#### [AIM OF THE TASK]
Print the data that follows exactly.

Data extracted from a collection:
▼▼▼
PR #2852, opened 2024-09-17
Change log server URL locally

avazirna:
## Summary
This PR adds a new option to the `Developer Options` menu that allows users the set a new URL for where CommCare logs should be submitted.

Ticket: https://dimagi.atlassian.net/browse/SAAS-15980

## Product Description
Users are able to set the URL by typing it in the text box and remove it by leaving the text box blank:
<video width="200" src="https://github.com/user-attachments/assets/f167c52b-ed63-487f-a743-48d115cd9d0d"/>

## Safety Assurance

### Safety story
Local tests were successful but this should also be tested by QA.


app/res/xml/preferences_developer.xml
```diff
@@ -173,4 +173,9 @@
         android:entryValues="@array/pref_enabled_vals"
         android:key="cc-enable-certificate-transparency"
         android:title="Certificate Transparency"/>
+    <EditTextPreference
+        android:defaultValue="@string/logs_server_url_protocol"
```
shubham1g5, line 177: Wondering if user ever sees this `defaultValue` as an app should always have the `log_receiver_url` populated ?

app/src/org/commcare/preferences/DeveloperPreferences.java
```diff
@@ -120,6 +121,19 @@ protected int getPreferencesResource() {
...
         super.onCreatePreferences(savedInstanceState, rootKey);
         setHasOptionsMenu(true);
+        EditTextPreference editTextPreference = (EditTextPreference)findPreference(PREFS_LOG_POST_URL_KEY);
+        if (editTextPreference != null) {
+            editTextPreference.setOnPreferenceChangeListener((preference, newValue) -> {
+                if (newValue == null || newValue.toString().trim().isEmpty()
+                        || newValue.equals(getString(R.string.logs_server_url_protocol))) {
+                    SharedPreferences appPreferences = CommCareApplication.instance().getCurrentApp()
+                            .getAppPreferences();
+                    appPreferences.edit().remove(PREFS_LOG_POST_URL_KEY).apply();
```
shubham1g5, line 131: think we should be defaulting to the url from app profile xml instead of completely removing it.

shubham1g5 (changes requested):
Few points/questions - 

- Can we add a link to the ticket or github issue which is prompting the change
-  Are we clear and ok with set of steps one need to take to see this setting in dev options ? (Dev options visibility defer in debug and release builds)
- Have we confirmed with the client that this solution works with them ?
- Is it urgent enough for the client to include in a hotfix ?

app/res/xml/preferences_developer.xml
avazirna: they see it when `log_receiver_url` is not set, by [default the logs URL is the Form Submission log](https://github.com/dimagi/commcare-android/blob/831747a00d29328ea0aaa886245e86588fc4af84/app/src/org/commcare/tasks/LogSubmissionTask.java#L112)

app/src/org/commcare/preferences/DeveloperPreferences.java
avazirna: I think this is related to the notion of what is the default URL for the logs submission, right now it seems to be the form submission URL

avazirna:
> Few points/questions -
> 
> * Can we add a link to the ticket or github issue which is prompting the change

Done
> * Are we clear and ok with set of steps one need to take to see this setting in dev options ? (Dev options visibility defer in debug and release builds)

Good point, I may have to whitelist this option, let me check.
> * Have we confirmed with the client that this solution works with them ?

I got sign-off from [this](https://dimagi.atlassian.net/browse/SAAS-15980?focusedCommentId=347077) comment about this option. And I think we are still waiting for the client's response about it [here](https://dimagi.atlassian.net/browse/SUPPORT-21952?focusedCommentId=347123).
> * Is it urgent enough for the client to include in a hotfix ?

Given the context around this client, I believe this is the bare minimum to satisfy their request and considering that they are in the middle of investigating the issues, it does seem relevant enough to take this opportunity to roll it out now.

app/src/org/commcare/preferences/DeveloperPreferences.java
shubham1g5: yeah we should be defaulting it to form submission url instead of removing it completely.

ctsims:
@avazirna I think it's worth confirming briefly that this option can cleanly be set to a different URL, used, then have the custom text deleted, and make sure that the submission reverts to the original receiver. With settings like this where the option is a String value or an empty value, there's always a risk that a blank string setting is treated differently than a null or empty value.

avazirna:
> @avazirna I think it's worth confirming briefly that this option can cleanly be set to a different URL, used, then have the custom text deleted, and make sure that the submission reverts to the original receiver. With settings like this where the option is a String value or an empty value, there's always a risk that a blank string setting is treated differently than a null or empty value.

Yes @ctsims, I tested that scenario a couple of times and also added a [listener to remove the preference](https://github.com/dimagi/commcare-android/pull/2852/commits/a2be44ba7aa194f4692c0364914774d5a70b88ed) when `blank`

app/src/org/commcare/preferences/DeveloperPreferences.java
avazirna: @shubham1g5 that would be changing the way this preference is currently used and create redundancy. Right now, it seems that we only set the preference when the logs URL is different from the form submissions URL. Defaulting to the submissions URL and to keep consistency, would require setting it during app installation as well, right?

ctsims: @shubham1g5 that was my first impulse as well, but I think it's actually too dangerous to set this redundantly for two reasons.

1 - It introduces a new parity requirement. If we changed the submission URL for form submissions on HQ's end, we'd now need to **also** change the log URL, but we can't really do that with HQ settings because it'll blow away the config for anyone who's added the custom setting.
2 - From a usability perspective, it's dangerous because the users don't have a super meaningful way currently to know what **was** in the box for this current UI before. If the Log URL is Empty when you load it, it's clear that setting it back to blank should be the "inverse" that sets things back to neutral. If you load up the field then and its got the HQ default form URL already in it, I think you'd naturally then assume that you need to keep track of that URL so you can set it back if you want to undo the action.

avazirna:

app/src/org/commcare/preferences/DeveloperPreferences.java
shubham1g5: > Defaulting to the submissions URL and to keep consistency, would require setting it during app installation as well, right?

Makes sense, I didn't realise we don't do it already. 

> we can't really do that with HQ settings because it'll blow away the config for anyone who's added the custom setting.

I am not sure I understand it. My thought was to do this as a one time action at app install time -

1. While Installing app, we populate the `logs_receiver_url` in app preferences by copying it from form submission url.

2. When user opens the logs url preference to edit, they would see what this url is pointing to (which would be same as form submission url)

3. User edits the url to some other valid url. We preserve it and show it to user in this preference

4. User edits the url and change is to a non-valid url (empty or something else) -> We show user an error that the change they made is invalid and preserve whatever the old value of the url was. 


No strong thoughts here though overall, I think we want to preserve the existing behaviour in the PR, probably better to rename the field from `Log Submission Server` to `Custom Log Submission Server` to make it more clear that existing log server is not empty when they see it empty.

avazirna:

app/src/org/commcare/preferences/DeveloperPreferences.java
avazirna: @shubham1g5 I think it's a matter of interpretation, my understanding from going through the code is that we don't have a `Log Submission Server` per se, everything is to be sent to the `Form Submission Server`. However, we can have the option to set a `Log Submission Server`. Is this a valid interpretation? I'm happy to follow the `Custom Log Submission Server` approach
▲▲▲
#### [SOLUTION TO THE EXERCISE]
PR #2852, opened 2024-09-17
Change log server URL locally

avazirna:
## Summary
This PR adds a new option to the `Developer Options` menu that allows users the set a new URL for where CommCare logs should be submitted.

Ticket: https://dimagi.atlassian.net/browse/SAAS-15980

## Product Description
Users are able to set the URL by typing it in the text box and remove it by leaving the text box blank:
<video width="200" src="https://github.com/user-attachments/assets/f167c52b-ed63-487f-a743-48d115cd9d0d"/>

## Safety Assurance

### Safety story
Local tests were successful but this should also be tested by QA.


app/res/xml/preferences_developer.xml
```diff
@@ -173,4 +173,9 @@
         android:entryValues="@array/pref_enabled_vals"
         android:key="cc-enable-certificate-transparency"
         android:title="Certificate Transparency"/>
+    <EditTextPreference
+        android:defaultValue="@string/logs_server_url_protocol"
```
shubham1g5, line 177: Wondering if user ever sees this `defaultValue` as an app should always have the `log_receiver_url` populated ?

app/src/org/commcare/preferences/DeveloperPreferences.java
```diff
@@ -120,6 +121,19 @@ protected int getPreferencesResource() {
...
         super.onCreatePreferences(savedInstanceState, rootKey);
         setHasOptionsMenu(true);
+        EditTextPreference editTextPreference = (EditTextPreference)findPreference(PREFS_LOG_POST_URL_KEY);
+        if (editTextPreference != null) {
+            editTextPreference.setOnPreferenceChangeListener((preference, newValue) -> {
+                if (newValue == null || newValue.toString().trim().isEmpty()
+                        || newValue.equals(getString(R.string.logs_server_url_protocol))) {
+                    SharedPreferences appPreferences = CommCareApplication.instance().getCurrentApp()
+                            .getAppPreferences();
+                    appPreferences.edit().remove(PREFS_LOG_POST_URL_KEY).apply();
```
shubham1g5, line 131: think we should be defaulting to the url from app profile xml instead of completely removing it.

shubham1g5 (changes requested):
Few points/questions - 

- Can we add a link to the ticket or github issue which is prompting the change
-  Are we clear and ok with set of steps one need to take to see this setting in dev options ? (Dev options visibility defer in debug and release builds)
- Have we confirmed with the client that this solution works with them ?
- Is it urgent enough for the client to include in a hotfix ?

app/res/xml/preferences_developer.xml
avazirna: they see it when `log_receiver_url` is not set, by [default the logs URL is the Form Submission log](https://github.com/dimagi/commcare-android/blob/831747a00d29328ea0aaa886245e86588fc4af84/app/src/org/commcare/tasks/LogSubmissionTask.java#L112)

app/src/org/commcare/preferences/DeveloperPreferences.java
avazirna: I think this is related to the notion of what is the default URL for the logs submission, right now it seems to be the form submission URL

avazirna:
> Few points/questions -
> 
> * Can we add a link to the ticket or github issue which is prompting the change

Done
> * Are we clear and ok with set of steps one need to take to see this setting in dev options ? (Dev options visibility defer in debug and release builds)

Good point, I may have to whitelist this option, let me check.
> * Have we confirmed with the client that this solution works with them ?

I got sign-off from [this](https://dimagi.atlassian.net/browse/SAAS-15980?focusedCommentId=347077) comment about this option. And I think we are still waiting for the client's response about it [here](https://dimagi.atlassian.net/browse/SUPPORT-21952?focusedCommentId=347123).
> * Is it urgent enough for the client to include in a hotfix ?

Given the context around this client, I believe this is the bare minimum to satisfy their request and considering that they are in the middle of investigating the issues, it does seem relevant enough to take this opportunity to roll it out now.

app/src/org/commcare/preferences/DeveloperPreferences.java
shubham1g5: yeah we should be defaulting it to form submission url instead of removing it completely.

ctsims:
@avazirna I think it's worth confirming briefly that this option can cleanly be set to a different URL, used, then have the custom text deleted, and make sure that the submission reverts to the original receiver. With settings like this where the option is a String value or an empty value, there's always a risk that a blank string setting is treated differently than a null or empty value.

avazirna:
> @avazirna I think it's worth confirming briefly that this option can cleanly be set to a different URL, used, then have the custom text deleted, and make sure that the submission reverts to the original receiver. With settings like this where the option is a String value or an empty value, there's always a risk that a blank string setting is treated differently than a null or empty value.

Yes @ctsims, I tested that scenario a couple of times and also added a [listener to remove the preference](https://github.com/dimagi/commcare-android/pull/2852/commits/a2be44ba7aa194f4692c0364914774d5a70b88ed) when `blank`

app/src/org/commcare/preferences/DeveloperPreferences.java
avazirna: @shubham1g5 that would be changing the way this preference is currently used and create redundancy. Right now, it seems that we only set the preference when the logs URL is different from the form submissions URL. Defaulting to the submissions URL and to keep consistency, would require setting it during app installation as well, right?

ctsims: @shubham1g5 that was my first impulse as well, but I think it's actually too dangerous to set this redundantly for two reasons.

1 - It introduces a new parity requirement. If we changed the submission URL for form submissions on HQ's end, we'd now need to **also** change the log URL, but we can't really do that with HQ settings because it'll blow away the config for anyone who's added the custom setting.
2 - From a usability perspective, it's dangerous because the users don't have a super meaningful way currently to know what **was** in the box for this current UI before. If the Log URL is Empty when you load it, it's clear that setting it back to blank should be the "inverse" that sets things back to neutral. If you load up the field then and its got the HQ default form URL already in it, I think you'd naturally then assume that you need to keep track of that URL so you can set it back if you want to undo the action.

avazirna:

app/src/org/commcare/preferences/DeveloperPreferences.java
shubham1g5: > Defaulting to the submissions URL and to keep consistency, would require setting it during app installation as well, right?

Makes sense, I didn't realise we don't do it already. 

> we can't really do that with HQ settings because it'll blow away the config for anyone who's added the custom setting.

I am not sure I understand it. My thought was to do this as a one time action at app install time -

1. While Installing app, we populate the `logs_receiver_url` in app preferences by copying it from form submission url.

2. When user opens the logs url preference to edit, they would see what this url is pointing to (which would be same as form submission url)

3. User edits the url to some other valid url. We preserve it and show it to user in this preference

4. User edits the url and change is to a non-valid url (empty or something else) -> We show user an error that the change they made is invalid and preserve whatever the old value of the url was. 


No strong thoughts here though overall, I think we want to preserve the existing behaviour in the PR, probably better to rename the field from `Log Submission Server` to `Custom Log Submission Server` to make it more clear that existing log server is not empty when they see it empty.

avazirna:

app/src/org/commcare/preferences/DeveloperPreferences.java
avazirna: @shubham1g5 I think it's a matter of interpretation, my understanding from going through the code is that we don't have a `Log Submission Server` per se, everything is to be sent to the `Form Submission Server`. However, we can have the option to set a `Log Submission Server`. Is this a valid interpretation? I'm happy to follow the `Custom Log Submission Server` approach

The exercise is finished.